I think these are all useful steps forward. What would you add to the list? What organisations can help drive this forward?
Note that I’m glossing over a set of more nuanced issues which are worthy of further, future discussion. For example whether licensing is always the right protection, or when “situated openness” may be the best approach towards building trust with communities. Or whether the two completely different licensing schemes for Wikidata and OSM will be a source of friction longer term or are simply necessary to ensure their sustainability.
For now though, I think I’ll stick with the following as my licensing recommendations:
> if licensing doesn’t have real impacts, then why did the open source community recently go into meltdown about Facebook’s open source licences?

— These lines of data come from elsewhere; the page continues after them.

PR #2102, opened 2026-08-25
feat(eval): read-only ab-test commands + TUI

jariy17:
Adds the full read-only + write `agentcore eval ab-test` command family, plus the interactive TUI. Five commits.

## Command + TUI structure

```
agentcore eval ab-test                      TUI menu shows get + list only
├── get     --id                            read  · JSON to stdout
├── list    --next-token --max-results      read  · JSON page to stdout
├── pause   --id                            write · executionStatus → PAUSED
├── resume  --id                            write · executionStatus → RUNNING
├── stop    --id                            write · executionStatus → STOPPED
└── delete  --id                            write · DeleteABTestCommand
```

## How it works

A/B tests are **imperative jobs** (like `batch-evaluation`), not project resources. All commands are one-liners through the data-plane SDK client `@aws-sdk/client-bedrock-agentcore`:

- `get`/`list` → `GetABTestCommand` / `ListABTestsCommand`. `get` returns per-evaluator metrics **inline** (no CloudWatch).
- `pause`/`resume`/`stop` → `UpdateABTestCommand({ abTestId, executionStatus })` — the same shape `online-eval` pause/resume uses.
- `delete` → `DeleteABTestCommand`.
- TUI: menu → picker → detail hub + JSON, modeled on `runtime`. Write commands are CLI-only and kept out of the interactive menu via `.supportedTuiCommands("get","list")` (matches `online-eval`).

## Known / deferred

1. **`stop` gateway-rule suggestion** — after stopping, the doc calls for printing a suggested (never executed) `update-gateway-rule` to promote the winner. Left as a `// TODO` this PR; tracked as a follow-up.
2. **`--json` error path** — failures print plain-text `Error: …` to stderr, not a JSON error object. Shared-renderer issue, not ab-test-specific; follow-up.
3. **Transition validity** (pause-on-RUNNING, delete-on-RUNNING, etc.) is enforced server-side; the CLI forwards and surfaces the service error. No client-side state machine, matching `online-eval`.

## Files

| Area | Files |
| --- | --- |
| CLI handlers | `handlers/eval/ab-test/{get,list,pause,resume,stop,delete}/index.tsx`, `index.tsx` |
| TUI screens | `handlers/eval/ab-test/{screen,list/screen,get/screen}.tsx`, `components/AbTestPicker.tsx`, 5 routes in `Root.tsx` |
| Core | `core/eval.tsx` (`getABTest`/`listABTests`/`setABTestExecutionStatus`/`deleteABTest`), `handlers/eval/types.tsx`, `testing/TestCoreClient.tsx` |

## Tests

- **Golden fixture** (`ab-test.fixture.test.tsx`, like `harness`): real router → CoreClient → recorded SDK → `matchGolden`. get / list / not-found.
- **Screen** (`ab-test.screen.test.tsx`, like `runtime`): menu (read-only), picker, hub, json, retry.
- **Command-flow** (`ab-test.write.test.tsx`, like `batch-evaluation`): hierarchy = get/list/pause/resume/stop/delete; each transition's `executionStatus`; delete; required `--id`.

## Bug bash — all green

- `bun test src/handlers/eval src/components` → 338+ pass / 0 fail; `bun run typecheck` → 0 errors; `oxlint` → clean.
- 4-agent `/review-pr` + a live non-destructive bug-bash on the exploratory account (us-west-2): all 6 commands dispatch correctly; write verbs return a clean not-found on a bogus id (no mutation); `--id` guard fires pre-network. One real bug found & fixed in this PR: the TUI menu listed write commands (dead-end) — now `.supportedTuiCommands`.

## Follow-ups (separate PRs)

- `stop`'s gateway-rule promotion suggestion
- structured `--json` error output (shared renderer)
- remove stale `projectSchemas/ab-test.ts` (contradicts the job model)

### DIFF
--- a/src/components/AbTestPicker.tsx
+++ b/src/components/AbTestPicker.tsx
@@ -1,0 +1,74 @@
+import type { ABTestSummary } from "@aws-sdk/client-bedrock-agentcore";
+import { useNavigate } from "react-router";
+import type { ScreenProps } from "../handlers/types";
+import { coreOptsFromCtx } from "../handlers/utils";
+import { formatTimestamp } from "./formatTimestamp";
+import { PaginatedTablePicker } from "./PaginatedTablePicker";
+import type { DataTableColumn } from "./ui/data-table";
+
+interface AbTestRow extends Record<string, unknown> {
+  abTestId: string;
+  name: string;
+  status: string;
+  executionStatus: string;
+  updatedAt: string;
+}
+
+export const abTestColumns = [
+  { key: "name", header: "name", flex: true },
+  { key: "status", header: "status", width: 14 },
+  { key: "executionStatus", header: "execution", width: 12 },
+  { key: "updatedAt", header: "updated UTC", width: 16, render: formatTimestamp },
+] satisfies DataTableColumn<AbTestRow>[];
+
+function toRow(summary: ABTestSummary): AbTestRow {
+  const id = summary.abTestId ?? "";
+  return {
+    abTestId: id,
+    name: summary.name ?? id,
+    status: summary.status ?? "-",
+    executionStatus: summary.executionStatus ?? "-",
+    updatedAt: summary.updatedAt?.toISOString() ?? "-",
+  };
+}
+
+export interface AbTestPickerProps extends ScreenProps {
+  breadcrumb: string[];
+  description?: string;
+  onSelect: (abTestId: string) => void;
+  onEscape?: () => void;
+}
+
+export function AbTestPicker({
+  ctx,
+  core,
+  breadcrumb,
+  description,
+  onSelect,
+  onEscape,
+}: AbTestPickerProps) {
+  const opts = coreOptsFromCtx(ctx);
+  const navigate = useNavigate();
+  const goBack = onEscape ?? (() => navigate("/" + breadcrumb.slice(0, -1).join("/")));
+
+  return (
+    <PaginatedTablePicker
+      breadcrumb={breadcrumb}
+      description={description}
+      queryKey={["ab-tests", opts.region]}
+      loadPage={async (token, pageSize) => {
+        const response = await core.eval.listABTests(token, pageSize, opts);
+        return { items: response.abTests ?? [], nextToken: response.nextToken };
+      }}
+      toRow={toRow}
+      columns={abTestColumns}
+      getValue={(row) => row.abTestId}
+      onSelect={onSelect}
+      onBack={goBack}
+      loadingMessage="Loading A/B tests…"
+      errorMessage={(error) => `Error: ${error.message}`}
+      emptyMessage="No A/B tests found in this Region."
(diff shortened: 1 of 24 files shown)


src/components/AbTestPicker.tsx
```diff
@@ -0,0 +1,74 @@
...
+  { key: "updatedAt", header: "updated UTC", width: 16, render: formatTimestamp },
+] satisfies DataTableColumn<AbTestRow>[];
+
+function toRow(summary: ABTestSummary): AbTestRow {
+  const id = summary.abTestId ?? "";
+  return {
+    abTestId: id,
+    name: summary.name ?? id,
+    status: summary.status ?? "-",
+    executionStatus: summary.executionStatus ?? "-",
```
notgitika, line 30: discussed offline and we see that this is the output from the API. i would imagine as customer would be confused seeing these 2 fields in the data table in TUI. we can try to unify it in the future maybe

src/handlers/eval/ab-test/ab-test.screen.test.tsx
```diff
@@ -0,0 +1,177 @@
...
+          evaluatorArn: "arn:aws:bedrock-agentcore:us-east-1:123456789012:evaluator/quality",
+          controlStats: { treatmentName: "C", sampleSize: 100, mean: 0.8 },
+          variantResults: [
+            { treatmentName: "T1", sampleSize: 100, mean: 0.86, isSignificant: true },
+          ],
+        },
+      ],
+    },
+    ...overrides,
+  } as GetABTestResponse;
```
notgitika: is the reason we are not using `satisfies` that we have `treatmentname` and not `variantname`? I see that in the fixture

src/core/eval.tsx
```diff
@@ -395,6 +389,20 @@ export class EvalClient implements CoreEvalClient {
       .send(new ListBatchEvaluationsCommand({ nextToken, maxResults }));
   }
 
+  async getABTest(id: string, options: CoreOptions): Promise<GetABTestResponse> {
+    return this.clients.data(toClientConfig(options)).send(new GetABTestCommand({ abTestId: id }));
+  }
+
+  async listABTests(
+    nextToken: string | undefined,
+    maxResults: number | undefined,
```
notgitika, line 403: nice that we have these as just passthroughs :)

notgitika (dismissed):

src/handlers/eval/ab-test/ab-test.screen.test.tsx
jariy17: Good catch — switched to `satisfies GetABTestResponse` in c2e0c18. It immediately surfaced that the stub had `treatmentName` (the real metric field is `variantName`, matching the recorded fixture) and was missing `Variant.variantConfiguration`. Both fixed; the cast was hiding them.

notgitika (dismissed):

AlexanderRichey (approved):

And why have they recanted?
Because licences induce individual insanity, copyright and nearby collective insanity.
> No new licences!
While caution is warranted, I disagree. If licensing has real impacts, do we really believe there are no superior impacts to be obtained through the creation of improved licences? Somewhat dated thoughts on what to look for at http://gondwanaland.com/mlog/2013/12/09/scc-cc-40/#desiderata
Anyway, many more licences are being created, like it or not. I doubt there’s a whole lot can be done about that. Side note: I’d like to invite all frustrated with the insanity and dwarfish politics of licences to even more strongly reorient focus toward public policy (inclusive of using/mandating those licences for government use and as an addition to the regulatory toolbox).
I strongly agree with everything else in your post. Excellent analysis!